From Urbandictionary:
Landline
A telephone or other telecommunication device that is stationary and connects to the network via traditional wiring. Wiring can include old telephone lines and fiber optic wiring. Device usually plugs into a wall jack.
From GG's own Meriam:
: a line of transportation or communication on land; especially : a telephone line that transmits signals from one station to another directly along a wire without the use of radio waves
A telephone line... not "an internet connection". Voip doesn't technically travel along a wire the entire time as one end to end signal. Think of landline as tin cans on a string. Think of voip as... well... not that.
And it won't stop working because your internet went down. That is a big difference between a landline and a VOIP connection. You can't move your landline. Another big difference.
911 even addresses VOIP separately... because it is not truly what most people consider "a landline".
If the power goes out, many landlines continue to work,. Another hallmark of a true landline which is why some people insist on keeping them.
The reason I make a big deal out of this is because I see some people getting these VOIP phones and expecting them to work like a traditional landline would: in a real emergency when power goes out, your VOIP 'landline' isn't going to work.
Even 911 has a seperate section dedicated to it:
"How can I register my Voice over Internet Protocol (VoIP) Phone for 911?
VoIP service allows users to place and receive calls to and from traditional phone numbers using an internet connection and can be used in place of traditional phone service. Because VoIP phones can be used anywhere an internet connection is available, the 911 call center cannot locate callers unless the VoIP device is registered to a physical address through the VoIP provider. Anytime the VoIP phone is moved from one location to another, the owner should contact the provider to update the new physical location of the device. Learn more about VoIP devices from the FCC."
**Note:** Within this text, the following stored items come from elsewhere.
PR #5721, opened 2022-09-26
fix: primaryFields are overwritten

demoManito:
- [x] Do only one thing
- [x] Tested

### DIFF
--- a/schema/relationship.go
+++ b/schema/relationship.go
@@ -403,33 +403,30 @@ func (schema *Schema) guessRelation(relation *Relationship, field *Field, cgl gu
 	case guessBelongs:
 		primarySchema, foreignSchema = relation.FieldSchema, schema
 	case guessEmbeddedBelongs:
-		if field.OwnerSchema != nil {
-			primarySchema, foreignSchema = relation.FieldSchema, field.OwnerSchema
-		} else {
+		if field.OwnerSchema == nil {
 			reguessOrErr()
 			return
 		}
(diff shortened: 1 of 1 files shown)


jinzhu:
Hi @demoManito 

can you add some tests that might reproduce the panic?

demoManito:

Hmm... they don't call it a landline.
Yep, there was a power outage last month for almost 12 hours, which was not fun. Luckily it was evening and thru the night, during hot weather. I could use the traditional, landline corded-phone, but saw that the extension with a cordless phone didn't work, plugged into a charged base. So, many would be unhappy with this, not to mention how it will be in certain emergencies without Internet, Cell service.
Just to say, I had a battery-powered radio, two small, battery-powered fans, besides various light sources. I always have battery-powered "candles" of different sizes, besides tap-lights, flashlights. Believe me, when entirely dark, one appreciates having guide lights set out in various spots.
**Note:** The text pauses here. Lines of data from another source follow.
Issue #5735, opened 2022-10-03
A limit of zero returns the wrong results


robhafner:
GORM Playground Link

https://github.com/go-gorm/playground/pull/522

## Description

Specifying a limit of 0 results in all rows being returned instead of none due to https://github.com/go-gorm/gorm/blob/master/clause/limit.go#L18. 

For example:
gdb.Table(<table>).Limit(0).Find(&testDataRecords)

A pull request to fix this issue will be coming shortly.

robhafner:
Here is the link to the pull request:

https://github.com/go-gorm/gorm/pull/5736

robhafner:
Adding playground pull request which illustrates the issue. 

https://github.com/go-gorm/playground/pull/522

a631807682:
What is the purpose of this usage? If the user doesn't need the data, it shouldn't execute the sql.

robhafner:
Our Rest API supports returning additional pieces of information such as the number of resources in the collection. Clients retrieve this information by specifying a limit of zero when making a REST call to the service.  We accomplish this by executing the query with a limit of zero followed by another query which retrieves the count. 

For us to fix this without a change in gorm's behavior would require touching almost every service we deliver. Which is in the hundreds. Given this I'm hoping you might consider supporting the original behavior given it is valid to send a query to the database with a limit of zero. Also, as far as I can tell the change in behavior was not mentioned in the gorm v2 release notes and so it is unclear if the behavior change was intended or was just an oversight.

robhafner:
Thanks for merging these PRs in! Can you share when the next release of these projects will be released so I can plan accordingly?

robhafner:
I've upgraded our gorm dependencies to the following versions expecting this issue to be resolved now. 

gorm.io/datatypes v1.0.7
gorm.io/driver/postgres v1.4.4
gorm.io/driver/sqlite v1.4.2
gorm.io/gorm v1.24.0

However, our unit tests which run against sqlite are still showing that the limit clause is not being added to the generated sql statement for a value of zero. Stepping through the debugger it appears the following line is missing the '=" sign in the condition and should look like this instead: "if lmt >= 0 || limit.Offset > 0 {"

https://github.com/go-gorm/sqlite/blob/1007940dc92e18c71bce8712a9931f050bef9c23/sqlite.go#L104


I believe the following change might of meant to include the ">"  when the logic was refactored. 
[...]

PR #5736, opened 2022-10-03
fix: limit=0 results (#5735)

robhafner:
- [] Do only one thing
- [] Non breaking API changes
- [] Tested

### DIFF
--- a/clause/limit.go
+++ b/clause/limit.go
@@ -4,7 +4,7 @@ import "strconv"
 
 // Limit limit clause
 type Limit struct {
-	Limit  int
+	Limit  *int
 	Offset int
 }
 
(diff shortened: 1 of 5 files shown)


robhafner:
Here is the link for the pull request to fix the sqlite module.

https://github.com/go-gorm/sqlite/pull/114

robhafner:
Here is the link for the pull request to fix the sqlserver module.

https://github.com/go-gorm/sqlserver/pull/70

robhafner:
Please let me know if there is anything else that you need from me to move this pull request forward as it is preventing some of our services from upgrading to gorm 2. 

Also, given that these fixes reside in different modules it's unclear to move as to how to make the build pass.

System-Glitch:
This PR contains breaking changes.

clause/limit.go
```diff
@@ -4,7 +4,7 @@ import "strconv"
 
 // Limit limit clause
 type Limit struct {
-	Limit  int
```
System-Glitch, line 7: This is a breaking change.

frankli0324: then why is this released? I don't see the point where this change is necessary for the fix...

clause/limit_test.go
```diff
@@ -8,18 +8,26 @@ import (
 )
 
 func TestLimit(t *testing.T) {
+	limit0 := 0
```
frankli0324, line 11: test cases should not be changed unless for a reason that's good enough, this is not good enough.

li-jin-gou: +1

As mentioned, I will not like it when I am forced to have a VoIP phone.
Yep, there was a power outage last month for almost 12 hours, which was not fun. Luckily it was evening and thru the night, during hot weather. I could use the traditional, landline corded-phone, but saw that the extension with a cordless phone didn't work, plugged into a charged base. So, many would be unhappy with this, not to mention how it will be in certain emergencies without Internet, Cell service.
Just to say, I had a battery-powered radio, two small, battery-powered fans, besides various light sources. I always have battery-powered "candles" of different sizes, besides tap-lights, flashlights. Believe me, when entirely dark, one appreciates having guide lights set out in various spots.
As mentioned, I will not like it when I am forced to have a VoIP phone.
Cell phones work during a power outage. I've yet to see them down, even during storms. That's not to say they don't but it is rare. Copper based AKA "Legacy" phone lines are going extinct and I think will be completely gone within a few years. The lines are still there, they're not digging them up.
We have one, we keep it because if we get rid of it, ATT will jack up our internet, so it would hardly save anything.